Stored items
PR #340, opened 2024-10-18
List experiments in urn order.

EstelleDa:
For https://github.com/VariantEffect/mavedb-ui/issues/295. 

I think this is the easiest way to do it. I don't see any other place need the ordering experiments function.

### DIFF
--- a/src/mavedb/lib/experiments.py
+++ b/src/mavedb/lib/experiments.py
@@ -99,7 +99,7 @@ def search_experiments(
             )
         )
 
-    items: list[Experiment] = query.order_by(Experiment.urn).all()
+    items: list[Experiment] = query.order_by(Experiment.urn, Experiment.title).all()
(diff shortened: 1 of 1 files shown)


src/mavedb/lib/experiments.py
```diff
@@ -99,7 +99,7 @@ def search_experiments(
             )
         )
 
-    items: list[Experiment] = query.order_by(Experiment.title).all()
+    items: list[Experiment] = query.order_by(Experiment.urn).all()
```
bencap, line 102:
```suggestion
    items: list[Experiment] = query.order_by(Experiment.urn, Experiment.title).all()
```

bencap (changes requested):
Agreed this is the best spot for this. Let's still retain the title sorting, and just add the URN sort as the first order by operation.

PR #341, opened 2024-10-21
User-specific target gene search

jstone-dev:
**Notes**
- I’ve retained the general target gene search, although we don’t currently have a use case for it.
- I added simple test cases for user-specific target gene search. We could probably add more target-gene-related cases, but these cover the changes made here.
- I decided to place the user-specific target gene search in a new endpoint, /me/target-genes/search, on the model of /me/score-sets/search. An alternative would be to include a "limit to current user" parameter in the search request itself. Since we don't need users to be able to search each others' data, I thought presenting this as a separate REST collection made sense. But I'm open to changing it if someone thinks otherwise.

### DIFF
--- a/src/mavedb/lib/target_genes.py
+++ b/src/mavedb/lib/target_genes.py
@@ -1,0 +1,48 @@
+import logging
+from typing import Optional
+
+from sqlalchemy import func, or_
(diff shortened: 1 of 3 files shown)


bencap (approved):
Thanks Jeremy, looks good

Task instructions
Find each line of the data above that holds the word "need", then copy it.

Result of the task
I think this is the easiest way to do it. I don't see any other place need the ordering experiments function.
- I decided to place the user-specific target gene search in a new endpoint, /me/target-genes/search, on the model of /me/score-sets/search. An alternative would be to include a "limit to current user" parameter in the search request itself. Since we don't need users to be able to search each others' data, I thought presenting this as a separate REST collection made sense. But I'm open to changing it if someone thinks otherwise.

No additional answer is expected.